How to complete this task.
A single number is the expected answer: the count of lines in the records below that contain "self".

____ Input records

Issue #623, opened 2022-10-02
unnecessary translable string in sphinx's pot file


drafish:
### Describe the bug

**context**
I'v been working on remix docs which use `sphinx` to build the docs and used to use `recommonmark` as markdown parser.  There was an issue, and I'v already fixed it with `myst`. But it brings a new issue.

**expectation**
```
![](images/a-remixd-fe.png)
```
As you can see, this image takes the entire line. If I use `recommonmark`, `sphinx` will not identity it as a translable string. If the image has alt, `sphinx` will only extract alt as translable string. This is what I expected.

**bug**
But when I use `myst`, funny thing happened. For example:

In markdown, it was like this
```
![remixd](images/a-remixd-fe.png)
```
And this is what I got in pot file
```
![remixd](images/a-remixd-fe.png)

remixd
```
See, I got two translable string for one image. In order to fix this duplicate problem, I use this configuration (`myst_disable_syntax = ['image']`) to remove alt string. But it's just a temporary solution. What I really want is remain the alt string instead of the entire image string, and ignore all image string which does not have alt.

### Reproduce the bug

1. get a docs project which builded by `sphinx` and parsed by `myst`.
2. write some markdown like the bug description above, or you can just copy it.
3. use sphinx's gettext command to generate pot file from markdown

Or maybe you can just see this [pr of remix docs](https://github.com/ethereum/remix-ide/pull/3118). This kind of problems are all over the docs.

![image](https://user-images.githubusercontent.com/18543527/193436242-90b7aaf4-6151-444b-922f-43f645357257.png)

drafish:
Well, I kind of change my mind already. Maybe we should keep the entire image string, in case we need to replace image to other language version. What you think, Rob @ryestew

PR #624, opened 2022-10-02
FIX: unnecessary rawsource

drafish:
fix issue #623

### DIFF
--- a/myst_parser/mdit_to_docutils/base.py
+++ b/myst_parser/mdit_to_docutils/base.py
@@ -439,7 +439,13 @@ class DocutilsRenderer(RendererProtocol):
     # ### render methods for commonmark tokens
 
     def render_paragraph(self, token: SyntaxTreeNode) -> None:
-        para = nodes.paragraph(token.children[0].content if token.children else "")
+        if (token.children):
+            if (token.children[0].children and len(token.children[0].children) == 1):
+                para = nodes.paragraph("")
+            else:
+                para = nodes.paragraph(token.children[0].content)
+        else:
+            para = nodes.paragraph("")
         self.add_line_and_source_path(para, token)
         with self.current_node_context(para, append=True):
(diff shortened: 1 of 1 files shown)


chrisjsewell:
Thanks @drafish I will try to have a look at this soon; its just not clear to me if this is a "complete" solution for dealing with paragraph raw text.
Also obviously the test need to be fixed (hint you can run `pytest --force-regen` to auto-update https://pytest-regressions.readthedocs.io/ fixtures)

Perhaps also @jpmckinney wants to have a look, as the resident translation expert 😄

myst_parser/mdit_to_docutils/base.py
```diff
@@ -439,7 +439,13 @@ def renderInlineAsText(self, tokens: list[SyntaxTreeNode]) -> str:
     # ### render methods for commonmark tokens
 
     def render_paragraph(self, token: SyntaxTreeNode) -> None:
-        para = nodes.paragraph(token.children[0].content if token.children else "")
+        if token.children:
+            if token.children[0].children and len(token.children[0].children) == 1:
```
jpmckinney, line 443: Can you add a test case for this scenario? (the image markup example from the issue description)

jpmckinney: I'm also not sure that this is the correct condition. I assume it works to correct the specific issue with the image markup, but wouldn't this also mean that any paragraph with a single child node ends up with no content?

drafish:
I change my mind. I always thought image does not need to be translated. But that's not right. Not only alt can be translated, image can also be translated. MyST is right, recommonmark is wrong.

Even if my thought is right, my code is wrong. I may have tested it in a wrong way. Now I tested it again, my code can not render image correctly. 

I am sorry for my careless work. I should trust MyST more. I am closing this pr now. @chrisjsewell @jpmckinney

PR #635, opened 2022-10-19
🧪 Introduce a gate/check GHA job

webknjaz:
This adds a GHA job that reliably determines if all the required dependencies have succeeded or not.

It also allows to reduce the list of required branch protection CI statuses to just one — `check`. This reduces the maintenance burden by a lot and have been battle-tested across a small bunch of projects in its action form and in-house implementations of other people.

This action is now in use in aiohttp (and other aio-libs projects), CherryPy, conda, coveragepy, Open edX, Towncrier some of the Ansible repositories, pip-tools, all of the jaraco's projects (like `setuptools`, `importlib_metadata`), some of hynek's projects (like `attrs`, `structlog`), some PyCQA, PyCA, PyPA and pytest projects, a few AWS Labs projects. Admittedly, I maintain a few of these but it seems to address some of the pain folks have:
https://github.com/jaraco/skeleton/pull/55#issuecomment-1106638475.

I figured, this might be useful for MyST too, which is why I'm submitting this patch.

The story behind this is explained in more detail at https://github.com/marketplace/actions/alls-green#why.

### DIFF
--- a/.github/workflows/tests.yml
+++ b/.github/workflows/tests.yml
@@ -36,6 +36,12 @@ jobs:
           python-version: "3.8"
           sphinx: ">=5,<6"
 
+    continue-on-error: >-
+      ${{
+        (matrix.python-version == '3.8' && matrix.sphinx == '>=5,<6')
+        && true || false
+      }}
+
     runs-on: ${{ matrix.os }}
 
     steps:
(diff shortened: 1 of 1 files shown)


.github/workflows/tests.yml
```diff
@@ -36,6 +36,12 @@ jobs:
           python-version: "3.8"
           sphinx: ">=4,<5"
 
+    continue-on-error: >-
```
webknjaz, line 39: @chrisjsewell this is here to match the currently set up branch protection.

.github/workflows/tests.yml
```diff
@@ -103,10 +109,29 @@ jobs:
     - name: Run docutils CLI
       run: echo "test" | myst-docutils-html
 
+  # https://github.com/marketplace/actions/alls-green#why
+  check:  # This job does nothing and is only used for the branch protection
```
webknjaz, line 113: This is what should eventually replace all the individual branch protection checks that belong to this workflow.

.github/workflows/tests.yml
```diff
@@ -103,10 +109,29 @@ jobs:
...
+
+    steps:
+    - name: Decide whether the needed jobs succeeded or failed
+      uses: re-actors/alls-green@release/v1
+      with:
+        jobs: ${{ toJSON(needs) }}
+
   publish:
 
     name: Publish myst-parser to PyPi
```
webknjaz, line 132: An unrelated comment/suggestion for the future: this could use an `environment` setting and secrets could be scoped to it instead of being accessible globally.

.github/workflows/tests.yml
```diff
@@ -36,6 +36,12 @@ jobs:
           python-version: "3.8"
           sphinx: ">=5,<6"
 
+    continue-on-error: >-
+      ${{
+        (matrix.python-version == '3.8' && matrix.sphinx == '>=5,<6')
+        && true || false
+      }}
+
```
chrisjsewell, line 44:
```suggestion
```

.github/workflows/tests.yml
chrisjsewell: I removed this as I think its not necessary to ignore any

chrisjsewell:
Cheers!

PR #669, opened 2023-01-06
ci(deps): setup dependabot 

mmorel-35:
Provides dependabot configuration to check weekly if there is a new version available. It creates or replace a pr per dependency. I defined a prefix as I saw that you are using the up arrow for dependency upgrades.

Signed-off-by: Matthieu MOREL <matthieu.morel35@gmail.com>


chrisjsewell (approved):
cheers

PR #678, opened 2023-01-10
👌 IMPROVE: Allow for heading anchor links in docutils

chrisjsewell:
This aligns the treatment of `[](#target)` style links for docutils with sphinx, such that they are linked to a heading slug.

The core behaviour for sphinx is not changed,
except that failed reference resolution
now emits a `myst.xref_missing` warning (as opposed to a `std.ref` one), with a clearer warning message. Also on failure, the reference is still created,
for people who wish to suppress the warning (see e.g. #677)

This is another step towards https://github.com/executablebooks/myst-enhancement-proposals/pull/10


chrisjsewell:
@choldgraf @rowanc1 please review this asap; it is the final commit before a new version can be released.

Hopefully you can see from the recent commits, the point of these is to facilitate moving towards an implementation for https://github.com/executablebooks/myst-enhancement-proposals/pull/10; implementing the things that are not yet breaking backwards compatibility.

Obviously, that PR is essentially useless if what it stipulates can't actually be implemented, in a robust way

docs/syntax/syntax.md
```diff
@@ -255,7 +255,8 @@ By default, MyST will resolve link destinations according to the following rules
 3. Destinations which point to a local file path are treated as links to that file.
    - The path must be relative and in [POSIX format](https://en.wikipedia.org/wiki/Path_(computing)#POSIX_and_Unix_paths) (i.e. `/` separators).
    - If the path is to another source file in the project (e.g. a `.md` or `.rst` file),
-    then the link will be to the initial heading in that file.
+    then the link will be to the initial heading in that file or,
+    if the path is appended by a `#target`, to the heading "slug" in that file.
```
choldgraf, line 259: What happens if `#target` is also defined as a section label as well? E.g. if there's content like:

```
(target)=
## Some section

Some text

## Target

Some other text, and a ref to [](#target).
```

And does the behavior change at all if instead the reference was `[](myfile.md#target)`?

choldgraf (approved):
This looks good to me - I think the behavior you describe here is what others expect in markdown link behavior anyway. One quick question but I don't think it needs to block the PR if you want to get a release out quickly.

chrisjsewell:
> This looks good to me

thanks!

docs/syntax/syntax.md
choldgraf: ah ok - I thought this was implementing that part of the MEP, but if this is just a step forward in _anticipation_ of the MEP, I think we should just merge it as-is

chrisjsewell: > I thought this was implementing that part of the MEP,

yeh, no because obviously that could start breaking peoples projects, so that needs to be done with great care 😅 (and ideally provide them a way to migrate) 

With https://github.com/executablebooks/myst-enhancement-proposals/pull/10, we would like `#target` to search through essentially all targets on that page (and possibly all pages); headings, figures, tables, equations, ...

1. You need a systematic way to do this
2. and you need to allow for a way to filter on ambiguous target names, i.e. by specifying the domain and/or object type (similar to the new `inv:key:domain:type#name` links)

In #613 I have kind of achieved this, but it does involve some "patching" of sphinx's code, for example they do some weird stuff with creating latex labels, which I guess does introduce a bit more potential maintenance burden.

PR #682, opened 2023-01-12
👌 Change non-fatal directive parsing errors to warnings

chrisjsewell:
For non-fatal errors, such as;
faulty options syntax, unknown option keys, and invalid option values,
a warning is raised, but the directive is still run (without the erroneous options).
The warning is given the `myst.directive_parse` type, which can be suppressed.


rowanc1:
Very much want to see this in the JS side as well, it is a bit too strict.

rowanc1:
I only looked at the tests, but this seems like a great addition to me 👍. I will follow suit in the JS side soon!

chrisjsewell:
> Very much want to see this in the JS side as well, it is a bit too strict.

yep exactly, I know we talked about this

Either in this PR or a follow, was going to add changing unknown directives and roles to a warning, with a certain warning type

rowanc1:
Awesome, can you tag me so I can make the JS one the same!

choldgraf:
> was going to add changing unknown directives and roles to a warning, with a certain warning type

+1 from me

PR #684, opened 2023-01-13
📚 DOCS: Add the sphinx-tippy extension

chrisjsewell:
Inspired by @rowanc1, I created https://sphinx-tippy.readthedocs.io 😄

### DIFF
--- a/.readthedocs.yml
+++ b/.readthedocs.yml
@@ -1,7 +1,7 @@
 version: 2
 
 python:
-  version: "3"
+  version: "3.8"
   install:
       - method: pip
         path: .
--- a/docs/_static/local.css
+++ b/docs/_static/local.css
@@ -1,16 +1,16 @@
 /** Add a counter before subsections **/
-h1 {
+h1:not(.tippy-header) {
     counter-reset: subsection;
     text-decoration: underline;
 }
-h2 {
+h2:not(.tippy-header) {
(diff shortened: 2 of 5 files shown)


rowanc1:
Oh wow, that is super cool to see this functionality making it's way into sphinx. Are you doing all/most of this at compile time?

chrisjsewell:
>  Are you doing all/most of this at compile time?

yeh I've implemented it to do it all at compile time, so I don't have to deal with CORS, caching, etc 😅 

although, as mentioned https://sphinx-tippy.readthedocs.io/en/latest/#how-does-it-work, there is also https://sphinx-hoverxref.readthedocs.io/ that RTD guys run that requires you be running the website with them hosting

rowanc1:
Yeah, makes sense. Certainly difficult to do without a service running.

chrisjsewell:
yeh was just interested to see how/what could be done statically

chrisjsewell:
Ah RTD also has a content API: https://readthedocs.org/api/v3/embed/?url=https://myst-parser.readthedocs.io/en/latest/intro.html%23get-started

chrisjsewell:
> Ah RTD also has a content API

@rowanc1 I guess this type of content API, returning HTML, isn't ideal though, because you are then going to apply your local CSS which might not be "compatible"

PR #686, opened 2023-01-15
👌 Add `myst_enable_checkboxes` config

chrisjsewell:
@asmeurer is this what you are after?


chrisjsewell:
hmm not working yet

asmeurer:
Yes, this works. This is much better than the manual `<li><input type="checkbox">` I was doing previously.

I would still like the other point in the issue (about removing the bullets from the checkboxes), but I can workaround that with some custom CSS for now.

PR #96, opened 2023-09-11
testsuite: load content module in rc scripts

garlick:
Problem: flux-core is migrating the content service from the broker to a broker module.

Load the content module in test rc scripts.

Ignore any errors from 'flux module load' so that flux-coral2 continues to work with older flux-core versions.


jameshcorbett (approved):
Looks reasonable to me!

PR #97, opened 2023-09-11
rc: call set -e after shebang in 01-coral2-rc

### LINKED ISSUE #95: rc: avoid `#!/bin/bash -e` in rc scripts
As noted in flux-framework/flux-core#5447, use of `#!/bin/bash -e` in Flux rc scrips can break for users that set `BASH_ENV=/etc/bashrc` since `bashrc` is not "errexit clean"

The proposed solution is to drop `-e` for `set -e` after the she-bang.

garlick:
Problem: If BASH_ENV is set to a script that is not errexit clean, the 01-coral2-rc script may immediately.

Drop -e from the shebang and add a "set -e" afterwards.

Fixes #95

### DIFF
--- a/etc/01-coral2-rc
+++ b/etc/01-coral2-rc
@@ -1,4 +1,6 @@
-#!/bin/bash -e
+#!/bin/bash
+
+set -e
 
 # Load jobtap plugin, unless it's already loaded (e.g. by config)
 jobtap_load() {


jameshcorbett (approved):
LGTM, thanks. Not sure why the tests failed, restarting...

jameshcorbett:
@garlick I rebased to see if that fixes the test failures.

PR #98, opened 2023-09-12
rc: use posix shell

### LINKED ISSUE #95: rc: avoid `#!/bin/bash -e` in rc scripts

garlick:
Problem: 01-coral2-rc has a bash shebang, but when a user sets BASH_ENV, it potentially sources unnecessary stuff.

Switch to a posix shebang.
Re-add the -e since this also fixes #95.

Sorry I shouldn't have let that last PR go in.  The solution kind of changed to this better one right about then.

### DIFF
--- a/etc/01-coral2-rc
+++ b/etc/01-coral2-rc
@@ -1,6 +1,4 @@
-#!/bin/bash
-
-set -e
+#!/bin/sh -e
 
 # Load jobtap plugin, unless it's already loaded (e.g. by config)
 jobtap_load() {


jameshcorbett:
> Switch to a posix shebang. Re-add the -e since this also fixes #95.

I don't see a re-added `-e` though...?

> Sorry I shouldn't have let that last PR go in. The solution kind of changed to this better one right about then.

No worries, that was my bad.

garlick:
> I don't see a re-added -e though...?

Doh!  Just re-pushed.

jameshcorbett (approved):
LGTM! I'll let you set MWP this time around ;)

PR #102, opened 2023-10-04
Fix dws-jobtap hang

### LINKED ISSUE #101: dws-jobtap: RPC futures could be leaked if plugin unloaded before responses
The futures resulting from RPCs in the dws-jobtap plugin are only destroyed in their respective callbacks and therefore may be leaked if the plugin is unloaded or the broker stops before any responses. This can cause a hang at exit as seen in flux-framework/flux-core#5484.

One solution would be to tie destruction of these futures to the job with `flux_jobtap_job_aux_set()`. Another solution would be to collect outstanding futures in a list and destroy them all on plugin exit.

jameshcorbett:
Fixes #101 .


grondo (approved):
Nice work! LGTM!

PR #103, opened 2023-10-05
NEWS: add 0.8.0 release notes

jameshcorbett:
Problem: there are no release notes for 0.8.0.

Add them.

### DIFF
--- a/NEWS.md
+++ b/NEWS.md
@@ -1,3 +1,16 @@
+flux-coral2 0.8.0 - 2023-10-04
+------------------------------
+
+### Fixes
+
+ * dws: update group of k8s crds (#101)
+ * rc: use posix shell (#98)
+
+### Testsuite
+
+ * testsuite: remove usage of 'flux mini' (#102)
+ * testsuite: load content module in rc scripts (#96)
+
 flux-coral2 0.7.0 - 2023-08-30
 ------------------------------
 


NEWS.md
```diff
@@ -1,3 +1,16 @@
+flux-coral2 0.8.0 - 2023-10-04
+------------------------------
+
+### Fixes
+
+ * dws: update group of k8s crds (#101)
+ * rc: use posix shell (#98)
+
```
grondo, line 8: Are these missing here?
```
 * Fix dws-jobtap hang (#102)
 * rc: call set -e after shebang in 01-coral2-rc (#97)
```
Oh I see #102 is labeled as `remove usage of 'flux-mini'` but it could be more useful to call out both changes?

BTW, we have a useful script in flux-core tree `src/test/relnotes.sh` that print out all merged PRs since the last tag, e.g.:
```
$ ../flux-core.git/src/test/relnotes.sh 
Changes since v0.7.0:
 * dws: fix group of k8s crds (#100)
 * Fix dws-jobtap hang (#102)
 * rc: use posix shell (#98)
 * rc: call set -e after shebang in 01-coral2-rc (#97)
 * testsuite: load content module in rc scripts (#96)
```

Not sure if that's helpful here or not.

grondo (approved):
LGTM! I did note that the release notes here don't seem complete, but I'll leave that to you to decide if and how to rectify.

NEWS.md
jameshcorbett: Ack that's what I get for setting MWP before getting a review--won't do that again. I think #97 was superseded by #98 so it's just #102 that's missing. But I guess I'll leave it as-is.

jameshcorbett:
Thanks @grondo !

Issue #104, opened 2023-10-09
Distributing rabbit hostnames as environment variables


jameshcorbett:
Marty McFadden asked whether Flux could export the hostname of the rabbit local to each compute node in a job. He wants to use the functionality described [here](https://nearnodeflash.github.io/v0.0.6/guides/user-containers/readme/#container-spec).

> I would like for the SCR library on each compute node to be able to open a socket to the available port on its local rabbit node.

The Flux-DWS plugins already export some DWS-specified environment variables. The variables are posted in an [eventlog entry](https://github.com/flux-framework/flux-coral2/blob/71818bfb7516aa22b7062fec28c007cd8c072ff4/src/job-manager/plugins/dws-jobtap.c#L639). I was thinking I could add a mapping from rabbit hostname to compute node hostlist to the event context, and let the job shell plugin set the right environment variable?

grondo:
In case you were asking for feedback, I can't think of a much better way to do this than you've outline above.

My only idea is you could map the rabbit hostnames to job shell ranks (i.e. node ranks relative to the job) and just send set a single hostlist in the eventlog entry. This would make it easier for the job shell plugin, it could just render the hostname from the hostlist based on its rank in `flux_shell_info(3)` (the job shell rank).

jameshcorbett:
I was asking for feedback actually, but even if I wasn't it's always helpful, so thanks! I think it will be easier in other places to send a mapping of hostlists though, since `cora2_dws.py` (which has the mapping from rabbits to compute nodes) won't always have the job shell ranks available.

PR #105, opened 2023-10-10
Rabbit env vars

jameshcorbett:
As discussed in #104, export the hostname of the rabbit local to each compute node as the FLUX_LOCAL_RABBIT environment variable.

### DIFF
--- a/src/job-manager/plugins/dws-jobtap.c
+++ b/src/job-manager/plugins/dws-jobtap.c
@@ -618,10 +618,10 @@ static void prolog_remove_msg_cb (flux_t *h,
 {
     flux_plugin_t *p = (flux_plugin_t *)arg;
     json_int_t jobid;
-    json_t *env = NULL;
+    json_t *env = NULL, *rabbit_mapping = NULL;
     int *prolog_active, junk_prolog_active = 1;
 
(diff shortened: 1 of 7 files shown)


grondo (approved):
This looks good to me!

My only suggestion would be to add a test with multiple rabbits with multiple nodes to further exercise selection of the correct rabbit hostname in the shell plugin. I'd call that optional though and leave it to you whether to implement the extra testing.

grondo:
One other worry could be the size of the eventlog entry when there are many rabbits and many nodes. I don't think there will be a problem there, but we might want to test the largest entry we expect to see just in case.

jameshcorbett:
> This looks good to me!
> 
> My only suggestion would be to add a test with multiple rabbits with multiple nodes to further exercise selection of the correct rabbit hostname in the shell plugin. I'd call that optional though and leave it to you whether to implement the extra testing.

Force-pushed to add another test. I'll set MWP.

jameshcorbett:
> One other worry could be the size of the eventlog entry when there are many rabbits and many nodes. I don't think there will be a problem there, but we might want to test the largest entry we expect to see just in case.

I think all the rabbits will be attached to nodes with contiguous IDs, so the hostlists should be relatively compact, along the lines of `elcapitan[0-18]` rather than `elcapitan[201,302,305,307,...]`. But yeah maybe a test with a thousand rabbits or something in that ballpark would be good.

________

Solution to this task.
5